By CCN.com: A war-torn country left to dust and drabbles is attempting to rise back with dignity. And it plans to use bitcoin as its stick.
Afghanistan asserted at a recent Spring Meetings summit that it was looking to issue sovereign bonds to raise $5.8 billion for its infrastructure projects. Khalil Sediq, the governor of the Central Bank of Afghanistan, told Asia Times that it would attempt to couple bitcoin with its mostly untapped, $3 million worth Lithium market. The outcome would be a digitally signed government bond that could be issued to investors over the blockchain.
The announcement followed Afghanistan’s economic turmoil for the last three decades. It started with a political coup in the 1970s that led to the assassination of then-president Mohammed Dauod Khan. The tensions made way for the Soviet Union to invade Afghanistan. By the late 1980s, the country had become victim to the power struggles between the Soviets and the US.
When the Soviets lost in 1989, the US left Afghanistan in the hands of its then-allies, the Taliban. The Wahabbi Islamist group left no stone unturned to push the nation to the stone age. They later became the mastermind behind the shocking September 11 attacks in the US. That prompted Washington to launch one of its longest wars against the Taliban in an already-shredded Afghanistan. The conflict is now in its eighteenth year.
Such constant turmoils robbed the country of its potential economic opportunities. Afghanistan’s GDP fell substantially during the 1980s owing to the loss of capital, labor, infrastructure, trade, and transport. The nation’s 25-percent population is now unemployed and lives under poverty.
The International Monetary Fund (IMF) wrote in an analysis, published November 21, 2017, that Afghanistan’s external debt was at high risks. The report revealed that the country’s debt sustainability largely hinged on donor grants’ inflows – which was 39-percent of the total GDP – against substantial fiscal and external deficits. It read:
“Even a gradual replacement of donor grants with loan financing (a customized illustrative scenario) would quickly lead to an unsustainable debt burden.”
As a result, the World Bank imposed severe restrictions on Afghanistan’s non-concessionary borrowing – loans offered below a typical interest rate. The move left the nation highly insufficient to begin or to sustain its mining and agricultural projects.
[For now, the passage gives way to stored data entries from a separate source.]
PR #2092, opened 2026-07-31
feat: add pd prefill short request first scheduling.

immengzi:
## Description

Adds opt-in `ShortRequestFirst` scheduling for PD-prefill requests.

- Adds `enable_short_request_first`, `short_request_first_threshold`, and `short_request_first_long_max_wait_ms` through CLI flags and JSON configuration.
- Splits online PD-prefill requests into immediate, short, and long queues. Requests with partial KV state or preemption recovery are scheduled first; fresh short requests are then prioritized over fresh long requests.
- Supports optional long-request aging to prevent starvation. A value of `0` retains strict short-request-first behavior.
- Keeps offline requests in the existing queue and preserves online-request scheduling priority.
- Restricts the feature to FCFS PD-prefill/MIX scheduling with chunked prefill enabled.
- Adds queue-depth and aged-long-promotion metrics.
- Adds configuration, queue, and scheduler unit tests, together with PD startup and AISBench benchmark/replay helper scripts.

## Related Issues

N/A

## Change Type

- [ ] Bug fix
- [x] New feature
- [ ] Performance improvement
- [ ] Refactor
- [ ] Documentation
- [x] Test
- [ ] Build or CI

### Pre-commit Checks

### Self Review

### Build and Test Coverage

## Reviewer Notes

No known functional issues.


xllm/core/scheduler/disagg_pd_chunked_prefill_scheduler.cpp
weizhehuang0827, line 1: The scheduler has been refactored in the main branch, and `disagg_pd_chunked_prefill_scheduler` has been removed. Additionally, the strategy in this PR appears to be a subset of the `priority_strategy=multi_slo_and_priority` case; you can check that out.

xllm/core/scheduler/short_request_first_policy.cpp
```diff
@@ -0,0 +1,125 @@
...
+#include "scheduler/scheduler_policy.h"
+
+namespace xllm {
+namespace {
+
+// Sort rank for ShortRequestFirst ordering; lower ranks are scheduled first.
+int32_t short_request_first_rank(ShortRequestFirstRequestClass request_class,
+                                 const std::shared_ptr<Request>& request,
+                                 const std::shared_ptr<Request>& promoted) {
+  if (request_class == ShortRequestFirstRequestClass::IMMEDIATE) {
```
weizhehuang0827: Is IMMEDIATE the same as a chunked request? We already have a chunked queue.

immengzi: Good catch. In the current architecture, chunked prefill continuations that hold partial KV are routed to the separate chunk_queue and scheduled ahead of the prefill queue, so they never enter the queue ShortRequestFirst sorts — that part of the old IMMEDIATE logic was redundant and I've removed it. IMMEDIATE now only covers preempted requests: the generic scheduler already pushes preempted requests to the front of the prefill queue once their KV is deallocated, and ShortRequestFirst keeps that front-of-queue priority explicit in the sort (preempted → rank 0). So it doesn't overlap with the chunk queue.

xllm/core/scheduler/disagg_pd_chunked_prefill_scheduler.cpp
immengzi: Thanks for the suggestion. I've reworked the implementation into a policy/comparator-based approach instead of a separate queue, following the current scheduler-policy structure. The updated branch is pushed — please take another look when you get a chance.

immengzi: Regarding multi_slo_and_prio: this change is a complementary TTFT-oriented waiting-order optimization, not a subset.

xllm/core/scheduler/continuous_scheduler.cpp
```diff
@@ -187,6 +208,14 @@ bool ContinuousScheduler::add_request(std::shared_ptr<Request>& request) {
 }
 
 void ContinuousScheduler::create_queues(const Options& options) {
+  const SchedulerConfig& scheduler_config = SchedulerConfig::get_instance();
```
weizhehuang0827: move this check to scheduler_policy factory

xllm/core/scheduler/continuous_scheduler.cpp
```diff
@@ -47,6 +47,27 @@ limitations under the License.
 #include "util/utils.h"
 
 namespace xllm {
+namespace {
+
+void validate_short_request_first_options(
```
weizhehuang0827: also move this

xllm/core/scheduler/continuous_scheduler.cpp
immengzi: Done. Moved the validation and the startup log into create_scheduler_policy() in scheduler_policy.cpp (commit 2d666e21).

xllm/core/scheduler/continuous_scheduler.cpp
immengzi: Done. Moved the validation and the startup log into create_scheduler_policy() in scheduler_policy.cpp (commit 2d666e21).

xllm/core/scheduler/continuous_scheduler.cpp
```diff
@@ -201,6 +201,35 @@ void ContinuousScheduler::create_queues(const Options& options) {
   }
 }
 
+void ContinuousScheduler::report_short_request_first_metrics() {
```
weizhehuang0827: move to your specific policy

xllm/core/scheduler/short_request_first_policy.cpp
```diff
@@ -0,0 +1,128 @@
...
+                                                           int32_t threshold) {
+  CHECK(!request.sequences().empty());
+  Sequence* sequence = request.sequences()[0].get();
+  CHECK(sequence != nullptr);
+
+  // Chunked prefill continuations that hold KV blocks are routed to the
+  // chunk queue and scheduled ahead of the prefill queue, so the prefill
+  // queue only contains fresh requests and preempted requests (whose KV has
+  // already been deallocated). IMMEDIATE therefore means "preempted".
+  if (request.preempted()) {
```
weizhehuang0827: Requests on a prefill instance will never be preempted; only decode requests will preempt requests. The `IMMEDIATE` is redundant.

xllm/core/scheduler/continuous_scheduler.cpp
immengzi: Done. Removed report_short_request_first_metrics() from ContinuousScheduler; the ShortRequestFirst lane gauges are now reported by ShortRequestFirstPolicy::report_metrics() (commit f20b1e47).

xllm/core/scheduler/short_request_first_policy.cpp
immengzi: Agreed. Preemption only happens on the decode side, so requests on the PD-prefill instance ShortRequestFirst targets never carry the preempted flag — the IMMEDIATE lane was unreachable. Removed it along with its gauge and tests (commit 3defc102).

xllm/core/scheduler/short_request_first_policy.cpp
```diff
@@ -0,0 +1,143 @@
...
+
+  std::shared_ptr<Request> promoted;
+  if (long_max_wait_ms > 0.0 && has_short && has_long &&
+      oldest_long != nullptr &&
+      now - oldest_long->created_time() >=
+          absl::Milliseconds(long_max_wait_ms)) {
+    promoted = oldest_long;
+  }
+
+  queue.sort([threshold, promoted](const std::shared_ptr<Request>& a,
```
weizhehuang0827: You need to set your own priority_strategy and put the request order func in /request/priority_comparator.cpp

immengzi: Thanks. ShortRequestFirst now has its own priority_strategy (short_request_first) instead of reusing fcfs, and the ordering logic lives in framework/request/priority_comparator.{h,cpp}:
ShortRequestFirstComparator ranks the promoted LONG head, then SHORT, then the remaining LONG requests, with ties broken by created_time;
since a pairwise comparator can't see the queue head, a small range-based helper in the same file selects the single aged LONG head that may bypass SHORT requests;
ShortRequestFirstPolicy scans the queue once and sorts with the comparator.
Validation now requires priority_strategy=short_request_first (commits 0c843abd, 441f39ed, 537be114).

xllm/core/framework/config/scheduler_config.cpp
```diff
@@ -56,7 +58,21 @@ DEFINE_int32(
 
 DEFINE_string(priority_strategy,
               "fcfs",
-              "Priority strategy for requests(e.g. fcfs, priority, deadline).");
+              "Priority strategy for requests(e.g. fcfs, priority, deadline, "
+              "short_request_first).");
+
+DEFINE_bool(enable_short_request_first,
```
weizhehuang0827: remove

immengzi: Thanks for the feedback. Removed enable_short_request_first — it was redundant with priority_strategy=short_request_first, which the factory already required. SRF is now activated solely via --priority_strategy=short_request_first, with the config property, CLI/JSON mappings, and related tests cleaned up accordingly. Also dropped the now-unreachable strategy re-check and added an explicit error for enable_mix_batch=true + short_request_first instead of silently falling back to FCFS.

weizhehuang0827 (dismissed):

Sediq believed that bitcoin – an innovative financial instrument – could offer his country a way to access international markets. The economist reasserted that there was a massive demand for Lithium in the global market because of companies like Tesla and others. With bitcoin, said Sediq, Afganistan could allow the global investors to tap the potential of its abundant mineral reserves.
Christine Lagarde, the managing director at the IMF, supported Afghanistan on their move but suggested that bond issuance over blockchain should first go through a sandbox testing environment.